Last week we discussed the hot topic of High Frequency Trading. Today we will explore another facet of automatic trading, that of arbitrage.
What is arbitrage, its different forms and is it possible in the crypto market? Don't worry we'll answer all these questions today!
What is arbitrage?
Arbitrage is the technique of purchasing an asset, selling it right away, and profiting from the price discrepancy. Depending on the price difference it brings, the asset will typically be sold in a different market, in a different form, or using a different financial instrument. Almost every financial item, including stocks, currency, commodities, derivatives, and of course, cryptocurrencies, has the potential to offer arbitrage possibilities.
In the case of stocks, for instance, arbitrage can happen when a stock is listed on markets in two separate nations. The price of the stock differs from one exchange to another as a result of the divergent exchange rates for each nation. As a result, an investor might make money by buying and selling stocks on several exchanges at the same time by taking advantage of the price difference. It works the same way for cryptos and the different trading platforms.
When there is a disparity between three currencies and their exchange rates are not equal, triangular arbitrage is a buying and selling transaction. When the cross rates of the three currencies do not coincide, gains might be realized from this disparity. by doing three simultaneous transactions in which one currency is bought, another is sold, and a third is used as the base currency.
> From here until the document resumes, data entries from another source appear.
PR #3600, opened 2025-07-23
appending to pr: ads auto summarize to one shot

michaelneale:
testing this out locally - but this ads autosummarize/compact to the clients calling agent

this is to augment the https://github.com/block/goose/tree/dkatz/goose-compact2 PR


katzdave:
Cool, taking this for a spin

katzdave:
Ok this is pretty cool! I don't find it super disruptive seeing the summary take over, and then run the prompt. Would be great if we added more clarity that's happening before that but overall a pretty nice experience.

I'm game to merge into my branch.

So here's what I pieced together is I think a lot of the anomalies come from this inherited behavior where we rip out the last tool call response and then insert it back in. Especially when you're dealing with the jsonl files, those can be huge, so leads to situations where you summarize and then end up back with an 80k context (because it's basically just the orignal jsonl from the last tool call coming back. 

I think doesn't explain the session dying randomly, but I pushed a version with that tool call response filter ripped out. Now the summaries are actually super tiny, not sure if this will degrade performance. Tested a little bit and seems to generally be fine; especially since we don't summarize until the session cedes control back to the user, so I don't see why the recent tool call would be that important; goose can make it again if necessary.

michaelneale:
agree - I think we are over indexing on tool call results, absorbing them all vs sipping on them, so agree with that change - is that on your other branch?

PR #3609, opened 2025-07-23
fix: multi-tool calls in streamed openai-compatible responses

jamadeo:
Previously this did not properly handle when the provider streams back a reply with >1 tool call.

The stream used here for the test was captured with a simple proxy. We should consider doing more of this, perhaps building out something like the scenario test to capture at the request level to test this provider code.

### DIFF
--- a/crates/goose/src/providers/formats/openai.rs
+++ b/crates/goose/src/providers/formats/openai.rs
@@ -437,56 +437,91 @@ where
             if chunk.choices.is_empty() {
                 yield (None, usage)
             } else if let Some(tool_calls) = &chunk.choices[0].delta.tool_calls {
-                let tool_call = &tool_calls[0];
-                let id = tool_call.id.clone().ok_or(anyhow!("No tool call ID"))?;
-                let function_name = tool_call.function.name.clone().ok_or(anyhow!("No function name"))?;
-                let mut arguments = tool_call.function.arguments.clone();
+                // Initialize tracking for multiple tool calls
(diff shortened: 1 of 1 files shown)


crates/goose/src/providers/formats/openai.rs
```diff
@@ -437,56 +437,83 @@ where
...
+                        if let Some(line) = strip_data_prefix(&response_str) {
+                            let tool_chunk: StreamingChunk = serde_json::from_str(line)
+                                .map_err(|e| anyhow!("Failed to parse streaming chunk: {}: {:?}", e, &line))?;
+
+                            if let Some(delta_tool_calls) = &tool_chunk.choices[0].delta.tool_calls {
+                                for delta_call in delta_tool_calls {
+                                    if let Some(index) = delta_call.index {
+                                        if let Some((_, _, ref mut args)) = tool_call_data.get_mut(&index) {
+                                            args.push_str(&delta_call.function.arguments);
+                                        } else if let (Some(id), Some(name)) = (&delta_call.id, &delta_call.function.name) {
```
DOsinga, line 464: do we need this branch?

DOsinga (approved):

crates/goose/src/providers/formats/openai.rs
jamadeo: Yes this is actually the part that we missed before--you'd think it's the tool_calls array but that still has a single item in the first part of the response. Then the subsequent chunks might start new calls by setting a new index and id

An illustration of triangle arbitrage in the crypto market is given below:
In the scenario that follows, we begin with a BTC investment. We finish with BTC after executing all three trades. The following transactions will be made:
1 - Buy Binance Coin (BNB) with Bitcoin (BTC)
2 - Buy Tether (USDT) with Binance Coin (BNB)
3 - Sell Tether (USDT) for Bitcoin (BTC)
We may compare the final Bitcoin value with the initial investment we made at the beginning of step 1 after the third transaction. All three transactions can be started at once to generate a profit if this results in a sizable profit.
Arbitrage in the classical markets requires resources and access to information that most non-institutional players cannot afford. On the crypto market, the practice is already professional but the lack of maturity of the market allows non-institutions with sufficient knowledge to code such an algorithm to take advantage of it, for the moment.